Maarten Trekels and Quentin Groom
TreatmentBank, GBIF, MBG, Naturalis, BGBM, CoL (Species 2000)
Specimens, Literature, Taxonomic names, Text mining, specimen digitization
One of the first jobs a taxonomist must do when revising a groupis to find and examine the nomenclatural type material for the taxa. Nomenclatural types, together with the formal protologue, link a name to a taxon and so provide important evidence of the species concept. The international codes for biological nomenclature clearly state the rules for type specimens. For example in the code for algae, fungi, and plants it states that, there should only be one holotype, lectotype or neotype, and all plant type material should be collected at the same gathering. Furthermore, even though type specimens are some of the most important specimens in a collection their associated data can be wrong, or nomenclatural decisions in the past may have been made in error. Today, there is no obvious data source where scientists can retrieve integrated information on the typification.
During this project, the goal is to explore the possibilities of enriching and increasing the visibility of type specimens through Linked Open Data (LOD) focussed on the genus Solanum.
Solanum is a large and diverse genus of flowering plants of some 800 species, which include three food crops of high economic importance: the potato, the tomato and the eggplant (aubergine, brinjal). It also contains the nightshades and horse nettles, as well as numerous plants cultivated for their ornamental flowers and fruit.
Fig. 1. A typical Solanum species, S. dulcamara.
Fig. 2. Showing the cosmopolitan distribution of the genus.
The primary outcome from this project is a refined genus catalogue, including scripts to help build the catalogue, for the Solanum genus, to include not only species name but also treatments, synonyms, specimens etc.
Starting off with all types of the participating infrastructures, a methodology was developed to enrich as many types as possible with nomenclatural information as well as linking them to the treatments in which they were used. This information will then flow back to the institutional repositories and if possible be added to the machine readable data of the specimens.
A systematic approach was taken to enhance the data available for the genus Solanum. In total, in this small project, we were able to digitise 18 additional articles, liberating 184 new treatments from the literature, identifying 466 material citations and making them available for the species entry in GBIF. Using the herbarium collections, we were able to identify 1216 specimens that could be connected to their typified name. We also established or enhanced workflows that will enable this work to be done at greater scale and on different taxa groups in the future.

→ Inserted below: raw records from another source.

PR #5225, opened 2026-06-01
fix: Preserve z-order of floating panes when using MoveFocusOrTab

mjkpolo:
fix: preserve z-order of floating panes when using MoveFocusOrTab

MoveFocusOrTab is often more convenient than the modal Tab mode. When switching tabs normally, z-order is preserved. However when using MoveFocusOrTab, an "edge" floating window is selected. It is far more convenient to not re-focus on an "edge" floating window. That way we can quickly move between tabs with the relevant floating panes remaining visible.

Before (always go to pane with "bar" even if "foo" was on top):
wrong_zellij

After (always go to pane that was on top last time):
correct_zellij

### DIFF
--- a/zellij-server/src/panes/floating_panes/floating_pane_grid.rs
+++ b/zellij-server/src/panes/floating_panes/floating_pane_grid.rs
@@ -625,7 +625,8 @@ impl<'a> FloatingPaneGrid<'a> {
             .copied();
         next_index
     }
-    pub fn pane_id_on_edge(&self, direction: Direction) -> Option<PaneId> {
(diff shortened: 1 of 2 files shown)


mjkpolo:
I realized just removing the functionality to find edges of floating panes probably isn't good and may break someone's workflow. Instead, I change the tiebreaker to use z order instead of the opposite dimension (if direction is down and y pos equal, take highest zorder instead of x pos)

Still not sure if this is the right approach, and what the original behavior was intended to be... IMO switching tabs should not trigger a new focus, but perhaps others depend on this.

Fig. 3. Illustrating how treatment data have been added to the GBIF entry for S. dulcamara, including Linnaeus’ original description and a much later refinement of the genus from 2007.

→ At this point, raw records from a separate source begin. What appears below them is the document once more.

PR #5236, opened 2026-06-07
fix: query terminal palette in a single command

jatwin:
During `zellij attach`, the terminal color registers are queried, and previously each register was queried separately with a OSC 4 sequence. This creates a delay when attaching to a session from within a session, on my machine of about ~10s. This PR batches the queries into a single one


imsnif:
Hey @jatwin, thanks for this! I was planning on removing the startup query entirely since we now also do this on demand and I think it's not needed anymore. Want to give that a shot instead? It'll essentially involve removing it, then testing the various query types from within a terminal pane to make sure they still get a proper response.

Solanum is a large genus, and much work remains to be done to establish additional data linkages and refinements. From a technical perspective, we can increase the visibility of the types by adding them to Wikidata. This will involve a design phase on the schema of the botanical specimens and piloting a limited number of specimens in Wikidata. If this proves to be accepted by the Wikidata community, we can add the types by writing a bot that updates available information on a regular basis.